■ TASK BRIEF:
Find the string "inlineOptions" in the records and copy each line where it occurs.

■ DATASET:
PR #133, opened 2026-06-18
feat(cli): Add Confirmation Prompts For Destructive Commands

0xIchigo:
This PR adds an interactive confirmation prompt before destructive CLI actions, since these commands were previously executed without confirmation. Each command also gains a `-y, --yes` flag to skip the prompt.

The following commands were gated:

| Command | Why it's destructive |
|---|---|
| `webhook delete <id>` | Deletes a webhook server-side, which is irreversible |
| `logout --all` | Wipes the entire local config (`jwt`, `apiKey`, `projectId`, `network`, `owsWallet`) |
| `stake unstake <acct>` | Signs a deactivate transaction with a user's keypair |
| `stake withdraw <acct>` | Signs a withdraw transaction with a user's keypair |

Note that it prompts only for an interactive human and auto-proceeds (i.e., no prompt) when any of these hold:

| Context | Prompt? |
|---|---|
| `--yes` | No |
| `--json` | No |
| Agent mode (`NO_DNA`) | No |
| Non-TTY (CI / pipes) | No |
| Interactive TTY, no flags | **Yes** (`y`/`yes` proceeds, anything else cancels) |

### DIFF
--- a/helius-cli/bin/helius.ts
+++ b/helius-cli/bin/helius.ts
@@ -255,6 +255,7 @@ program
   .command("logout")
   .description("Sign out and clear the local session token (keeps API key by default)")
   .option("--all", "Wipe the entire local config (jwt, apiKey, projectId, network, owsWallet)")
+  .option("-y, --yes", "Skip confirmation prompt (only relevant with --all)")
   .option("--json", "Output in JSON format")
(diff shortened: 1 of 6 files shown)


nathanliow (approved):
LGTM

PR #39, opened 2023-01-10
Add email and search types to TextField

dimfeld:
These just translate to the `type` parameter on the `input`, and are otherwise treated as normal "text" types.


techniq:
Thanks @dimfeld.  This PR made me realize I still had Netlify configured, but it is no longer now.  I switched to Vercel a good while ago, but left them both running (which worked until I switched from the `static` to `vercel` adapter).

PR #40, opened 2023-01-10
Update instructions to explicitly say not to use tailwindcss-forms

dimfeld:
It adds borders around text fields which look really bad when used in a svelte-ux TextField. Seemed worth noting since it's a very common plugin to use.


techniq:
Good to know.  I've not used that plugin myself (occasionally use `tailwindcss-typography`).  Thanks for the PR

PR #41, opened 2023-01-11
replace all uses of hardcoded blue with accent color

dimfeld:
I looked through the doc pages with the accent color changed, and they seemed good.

==

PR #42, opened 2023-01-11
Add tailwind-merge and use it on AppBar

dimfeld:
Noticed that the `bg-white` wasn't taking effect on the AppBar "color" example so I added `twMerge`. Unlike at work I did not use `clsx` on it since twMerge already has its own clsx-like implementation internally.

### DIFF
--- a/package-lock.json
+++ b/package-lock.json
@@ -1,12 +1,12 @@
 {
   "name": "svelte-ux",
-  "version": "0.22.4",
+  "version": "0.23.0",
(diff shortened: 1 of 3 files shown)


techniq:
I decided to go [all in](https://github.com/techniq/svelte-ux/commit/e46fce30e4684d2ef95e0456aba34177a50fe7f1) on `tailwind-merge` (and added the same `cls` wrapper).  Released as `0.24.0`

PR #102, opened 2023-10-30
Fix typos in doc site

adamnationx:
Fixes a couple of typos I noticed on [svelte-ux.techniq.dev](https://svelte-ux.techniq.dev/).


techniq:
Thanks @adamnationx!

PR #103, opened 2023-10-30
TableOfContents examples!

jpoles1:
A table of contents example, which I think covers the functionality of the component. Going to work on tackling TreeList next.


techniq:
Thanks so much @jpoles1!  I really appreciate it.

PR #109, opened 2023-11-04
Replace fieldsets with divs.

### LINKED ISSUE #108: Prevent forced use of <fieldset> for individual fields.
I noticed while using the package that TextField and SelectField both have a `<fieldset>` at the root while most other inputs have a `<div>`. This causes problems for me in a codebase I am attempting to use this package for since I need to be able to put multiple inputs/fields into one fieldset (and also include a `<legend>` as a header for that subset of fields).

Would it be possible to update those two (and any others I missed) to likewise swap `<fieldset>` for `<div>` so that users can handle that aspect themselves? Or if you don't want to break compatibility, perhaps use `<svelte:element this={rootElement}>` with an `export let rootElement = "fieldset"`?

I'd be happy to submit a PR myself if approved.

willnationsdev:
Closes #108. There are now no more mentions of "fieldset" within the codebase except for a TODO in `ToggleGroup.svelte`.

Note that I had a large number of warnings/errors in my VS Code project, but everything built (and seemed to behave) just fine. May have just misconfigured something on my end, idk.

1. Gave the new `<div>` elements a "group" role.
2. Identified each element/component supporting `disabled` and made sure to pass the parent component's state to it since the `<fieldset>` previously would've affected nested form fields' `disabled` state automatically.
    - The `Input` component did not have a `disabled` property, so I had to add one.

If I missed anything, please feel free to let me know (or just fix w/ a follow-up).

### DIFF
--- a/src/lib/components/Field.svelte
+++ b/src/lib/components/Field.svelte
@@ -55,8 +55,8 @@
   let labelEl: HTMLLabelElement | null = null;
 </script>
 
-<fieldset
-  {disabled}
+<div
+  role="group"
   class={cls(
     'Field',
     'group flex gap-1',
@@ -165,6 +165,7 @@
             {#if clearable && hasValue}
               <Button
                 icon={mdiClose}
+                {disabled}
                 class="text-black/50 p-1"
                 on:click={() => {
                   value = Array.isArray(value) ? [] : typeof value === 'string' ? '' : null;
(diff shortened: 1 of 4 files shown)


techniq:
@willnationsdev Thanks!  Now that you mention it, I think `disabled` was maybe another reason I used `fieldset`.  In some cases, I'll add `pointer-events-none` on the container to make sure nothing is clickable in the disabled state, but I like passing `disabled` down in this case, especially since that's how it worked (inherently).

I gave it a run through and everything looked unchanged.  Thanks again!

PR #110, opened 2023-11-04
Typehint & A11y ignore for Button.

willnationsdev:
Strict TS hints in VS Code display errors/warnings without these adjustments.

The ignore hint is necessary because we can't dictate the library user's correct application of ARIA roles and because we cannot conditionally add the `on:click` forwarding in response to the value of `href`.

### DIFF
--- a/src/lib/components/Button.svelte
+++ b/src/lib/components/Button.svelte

---

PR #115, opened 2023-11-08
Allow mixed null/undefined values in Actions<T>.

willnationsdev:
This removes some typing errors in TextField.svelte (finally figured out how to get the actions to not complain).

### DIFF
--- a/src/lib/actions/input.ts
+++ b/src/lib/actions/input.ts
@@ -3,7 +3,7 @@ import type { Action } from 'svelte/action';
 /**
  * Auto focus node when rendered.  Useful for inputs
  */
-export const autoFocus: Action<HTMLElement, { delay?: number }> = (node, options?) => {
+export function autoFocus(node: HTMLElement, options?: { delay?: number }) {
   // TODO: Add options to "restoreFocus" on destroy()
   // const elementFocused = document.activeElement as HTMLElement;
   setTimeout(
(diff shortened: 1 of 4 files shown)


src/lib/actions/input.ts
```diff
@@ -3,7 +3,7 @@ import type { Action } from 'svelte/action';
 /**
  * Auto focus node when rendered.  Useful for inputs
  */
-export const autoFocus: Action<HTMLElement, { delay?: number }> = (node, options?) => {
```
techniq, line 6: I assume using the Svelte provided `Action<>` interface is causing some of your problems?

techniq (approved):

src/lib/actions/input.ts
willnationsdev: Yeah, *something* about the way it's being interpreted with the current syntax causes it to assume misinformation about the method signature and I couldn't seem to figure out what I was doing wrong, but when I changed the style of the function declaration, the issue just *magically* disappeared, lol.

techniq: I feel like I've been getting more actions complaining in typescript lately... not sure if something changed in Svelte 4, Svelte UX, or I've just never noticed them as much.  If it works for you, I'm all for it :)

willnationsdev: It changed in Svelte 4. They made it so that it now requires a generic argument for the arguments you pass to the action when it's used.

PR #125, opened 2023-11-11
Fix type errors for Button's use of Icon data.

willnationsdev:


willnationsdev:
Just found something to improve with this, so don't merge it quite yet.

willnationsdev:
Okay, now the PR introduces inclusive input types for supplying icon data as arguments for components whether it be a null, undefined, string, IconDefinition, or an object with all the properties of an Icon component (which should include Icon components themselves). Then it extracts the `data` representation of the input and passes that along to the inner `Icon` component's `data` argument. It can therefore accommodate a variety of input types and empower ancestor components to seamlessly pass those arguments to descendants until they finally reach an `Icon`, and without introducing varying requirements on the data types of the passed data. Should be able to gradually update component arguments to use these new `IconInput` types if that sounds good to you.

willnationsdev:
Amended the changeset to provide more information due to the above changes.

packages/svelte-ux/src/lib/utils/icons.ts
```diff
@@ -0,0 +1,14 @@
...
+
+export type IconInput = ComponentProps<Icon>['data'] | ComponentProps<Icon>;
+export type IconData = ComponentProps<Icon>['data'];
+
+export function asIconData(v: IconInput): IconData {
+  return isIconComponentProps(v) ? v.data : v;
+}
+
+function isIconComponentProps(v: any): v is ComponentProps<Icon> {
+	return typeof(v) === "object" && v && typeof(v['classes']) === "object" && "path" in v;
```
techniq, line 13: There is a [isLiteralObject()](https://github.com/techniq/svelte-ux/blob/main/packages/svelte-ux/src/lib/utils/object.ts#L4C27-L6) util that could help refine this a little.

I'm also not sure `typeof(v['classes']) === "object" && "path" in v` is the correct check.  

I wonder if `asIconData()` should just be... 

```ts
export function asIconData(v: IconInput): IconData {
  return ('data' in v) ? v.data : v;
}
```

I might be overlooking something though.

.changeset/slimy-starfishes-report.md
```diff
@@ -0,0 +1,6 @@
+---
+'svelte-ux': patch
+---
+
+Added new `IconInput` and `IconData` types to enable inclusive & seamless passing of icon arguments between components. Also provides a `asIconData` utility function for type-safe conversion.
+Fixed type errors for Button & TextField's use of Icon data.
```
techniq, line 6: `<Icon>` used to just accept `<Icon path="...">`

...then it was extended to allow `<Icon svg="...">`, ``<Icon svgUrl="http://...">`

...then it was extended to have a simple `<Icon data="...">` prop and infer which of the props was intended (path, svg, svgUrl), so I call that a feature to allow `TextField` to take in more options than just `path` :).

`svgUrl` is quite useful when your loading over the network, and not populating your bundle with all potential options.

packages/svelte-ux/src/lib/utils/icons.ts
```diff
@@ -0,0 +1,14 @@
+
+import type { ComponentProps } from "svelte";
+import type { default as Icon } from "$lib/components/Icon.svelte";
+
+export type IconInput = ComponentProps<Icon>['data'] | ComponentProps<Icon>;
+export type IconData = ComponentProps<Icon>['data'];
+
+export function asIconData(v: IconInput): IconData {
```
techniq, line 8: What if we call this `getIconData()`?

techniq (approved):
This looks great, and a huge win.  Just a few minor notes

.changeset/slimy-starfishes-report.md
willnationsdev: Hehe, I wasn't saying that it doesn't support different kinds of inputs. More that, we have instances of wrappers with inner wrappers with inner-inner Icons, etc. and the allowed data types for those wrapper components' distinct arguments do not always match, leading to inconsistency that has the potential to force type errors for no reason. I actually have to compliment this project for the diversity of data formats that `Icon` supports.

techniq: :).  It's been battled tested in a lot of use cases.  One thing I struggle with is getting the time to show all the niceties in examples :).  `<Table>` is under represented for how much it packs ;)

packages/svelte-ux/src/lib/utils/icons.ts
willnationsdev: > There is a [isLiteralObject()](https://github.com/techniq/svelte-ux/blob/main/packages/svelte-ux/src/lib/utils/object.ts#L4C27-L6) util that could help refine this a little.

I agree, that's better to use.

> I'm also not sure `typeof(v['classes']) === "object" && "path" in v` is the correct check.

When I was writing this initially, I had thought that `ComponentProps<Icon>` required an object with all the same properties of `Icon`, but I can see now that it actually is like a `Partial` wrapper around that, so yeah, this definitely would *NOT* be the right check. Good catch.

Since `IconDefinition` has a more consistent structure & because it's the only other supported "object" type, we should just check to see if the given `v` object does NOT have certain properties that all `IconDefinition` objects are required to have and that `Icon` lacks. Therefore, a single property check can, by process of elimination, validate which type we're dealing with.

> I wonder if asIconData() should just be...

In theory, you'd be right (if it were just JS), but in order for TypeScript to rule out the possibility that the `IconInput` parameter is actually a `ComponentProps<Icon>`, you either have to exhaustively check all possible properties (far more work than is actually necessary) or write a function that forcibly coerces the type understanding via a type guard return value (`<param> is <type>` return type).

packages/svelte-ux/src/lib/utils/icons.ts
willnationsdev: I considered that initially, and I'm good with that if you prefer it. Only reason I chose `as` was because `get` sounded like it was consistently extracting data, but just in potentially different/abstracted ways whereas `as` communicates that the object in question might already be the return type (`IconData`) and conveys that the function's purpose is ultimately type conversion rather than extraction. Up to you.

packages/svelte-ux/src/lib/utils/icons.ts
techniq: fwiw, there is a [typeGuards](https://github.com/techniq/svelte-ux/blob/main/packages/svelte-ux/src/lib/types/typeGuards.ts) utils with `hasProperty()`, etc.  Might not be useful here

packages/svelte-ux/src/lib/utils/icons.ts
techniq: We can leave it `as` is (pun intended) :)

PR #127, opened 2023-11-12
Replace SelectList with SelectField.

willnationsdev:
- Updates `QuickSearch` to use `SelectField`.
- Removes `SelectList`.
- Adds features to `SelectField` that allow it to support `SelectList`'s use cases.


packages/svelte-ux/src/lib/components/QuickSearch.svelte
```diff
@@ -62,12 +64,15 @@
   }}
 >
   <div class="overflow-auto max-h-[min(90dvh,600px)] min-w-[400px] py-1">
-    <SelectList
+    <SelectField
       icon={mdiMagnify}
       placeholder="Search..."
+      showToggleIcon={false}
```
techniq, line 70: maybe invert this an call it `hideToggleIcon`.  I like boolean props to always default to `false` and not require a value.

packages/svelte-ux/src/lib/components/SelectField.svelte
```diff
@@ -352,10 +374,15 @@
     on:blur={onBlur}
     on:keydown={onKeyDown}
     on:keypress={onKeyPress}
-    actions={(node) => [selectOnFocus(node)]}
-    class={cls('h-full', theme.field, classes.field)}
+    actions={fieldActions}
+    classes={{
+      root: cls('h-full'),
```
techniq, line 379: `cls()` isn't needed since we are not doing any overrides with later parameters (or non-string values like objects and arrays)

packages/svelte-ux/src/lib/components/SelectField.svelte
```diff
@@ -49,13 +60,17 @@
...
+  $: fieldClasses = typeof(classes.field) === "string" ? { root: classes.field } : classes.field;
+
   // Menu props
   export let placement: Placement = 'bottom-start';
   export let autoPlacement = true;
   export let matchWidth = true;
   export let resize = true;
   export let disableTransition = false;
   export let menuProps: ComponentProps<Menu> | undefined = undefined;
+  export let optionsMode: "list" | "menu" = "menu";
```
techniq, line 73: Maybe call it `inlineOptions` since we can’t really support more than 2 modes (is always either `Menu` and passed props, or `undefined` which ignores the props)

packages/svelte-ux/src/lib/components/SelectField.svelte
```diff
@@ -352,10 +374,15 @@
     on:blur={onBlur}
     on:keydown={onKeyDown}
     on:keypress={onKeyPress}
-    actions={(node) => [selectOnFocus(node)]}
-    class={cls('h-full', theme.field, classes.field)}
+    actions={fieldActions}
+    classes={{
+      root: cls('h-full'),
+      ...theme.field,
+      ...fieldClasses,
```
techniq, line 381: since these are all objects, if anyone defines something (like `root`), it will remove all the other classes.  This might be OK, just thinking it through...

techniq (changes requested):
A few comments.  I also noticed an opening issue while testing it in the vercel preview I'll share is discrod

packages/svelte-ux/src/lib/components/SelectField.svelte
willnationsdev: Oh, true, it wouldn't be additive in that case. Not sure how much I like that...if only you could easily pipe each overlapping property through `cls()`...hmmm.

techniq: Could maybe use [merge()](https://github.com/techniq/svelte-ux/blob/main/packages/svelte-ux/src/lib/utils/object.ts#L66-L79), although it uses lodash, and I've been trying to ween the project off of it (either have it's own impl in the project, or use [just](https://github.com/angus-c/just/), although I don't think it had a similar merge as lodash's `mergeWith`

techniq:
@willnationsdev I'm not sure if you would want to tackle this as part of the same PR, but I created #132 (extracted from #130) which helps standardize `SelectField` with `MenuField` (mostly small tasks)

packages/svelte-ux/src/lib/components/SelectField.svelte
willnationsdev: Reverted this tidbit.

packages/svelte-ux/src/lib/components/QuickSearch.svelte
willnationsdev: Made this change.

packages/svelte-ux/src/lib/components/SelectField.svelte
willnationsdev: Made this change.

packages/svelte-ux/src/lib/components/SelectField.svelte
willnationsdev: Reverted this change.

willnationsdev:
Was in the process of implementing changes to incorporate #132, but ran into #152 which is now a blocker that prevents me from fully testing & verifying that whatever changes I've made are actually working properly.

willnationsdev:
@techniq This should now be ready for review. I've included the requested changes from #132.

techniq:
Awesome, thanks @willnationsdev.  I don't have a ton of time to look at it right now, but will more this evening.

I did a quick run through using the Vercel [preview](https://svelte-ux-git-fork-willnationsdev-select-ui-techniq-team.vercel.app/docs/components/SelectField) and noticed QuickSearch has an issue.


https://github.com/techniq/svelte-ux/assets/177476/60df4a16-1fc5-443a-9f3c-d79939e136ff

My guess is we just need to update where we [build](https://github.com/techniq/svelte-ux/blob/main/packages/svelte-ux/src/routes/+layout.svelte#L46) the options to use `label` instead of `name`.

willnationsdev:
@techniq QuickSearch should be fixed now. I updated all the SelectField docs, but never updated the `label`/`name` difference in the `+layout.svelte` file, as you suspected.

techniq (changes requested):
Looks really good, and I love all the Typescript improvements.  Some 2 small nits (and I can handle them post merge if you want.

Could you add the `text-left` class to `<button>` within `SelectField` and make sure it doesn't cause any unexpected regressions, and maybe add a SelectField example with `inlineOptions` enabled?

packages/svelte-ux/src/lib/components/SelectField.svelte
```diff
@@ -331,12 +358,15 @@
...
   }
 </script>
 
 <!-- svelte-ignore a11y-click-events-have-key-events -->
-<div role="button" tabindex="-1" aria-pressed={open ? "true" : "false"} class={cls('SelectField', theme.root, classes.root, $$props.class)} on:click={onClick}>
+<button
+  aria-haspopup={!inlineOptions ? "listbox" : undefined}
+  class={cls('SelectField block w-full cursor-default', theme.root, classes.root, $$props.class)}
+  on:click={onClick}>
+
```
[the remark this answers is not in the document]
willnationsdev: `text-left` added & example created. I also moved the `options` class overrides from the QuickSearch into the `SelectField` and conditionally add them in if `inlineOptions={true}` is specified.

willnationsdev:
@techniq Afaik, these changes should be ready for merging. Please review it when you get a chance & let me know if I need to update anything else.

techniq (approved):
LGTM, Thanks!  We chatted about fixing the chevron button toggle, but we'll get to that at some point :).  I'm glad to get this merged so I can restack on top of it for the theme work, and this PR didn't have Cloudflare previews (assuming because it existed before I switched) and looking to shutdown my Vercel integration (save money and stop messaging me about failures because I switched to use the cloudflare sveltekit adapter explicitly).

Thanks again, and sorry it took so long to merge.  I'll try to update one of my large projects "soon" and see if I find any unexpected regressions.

■ ANSWER FOR THE TASK:
techniq, line 73: Maybe call it `inlineOptions` since we can’t really support more than 2 modes (is always either `Menu` and passed props, or `undefined` which ignores the props)
Could you add the `text-left` class to `<button>` within `SelectField` and make sure it doesn't cause any unexpected regressions, and maybe add a SelectField example with `inlineOptions` enabled?
+  aria-haspopup={!inlineOptions ? "listbox" : undefined}
willnationsdev: `text-left` added & example created. I also moved the `options` class overrides from the QuickSearch into the `SelectField` and conditionally add them in if `inlineOptions={true}` is specified.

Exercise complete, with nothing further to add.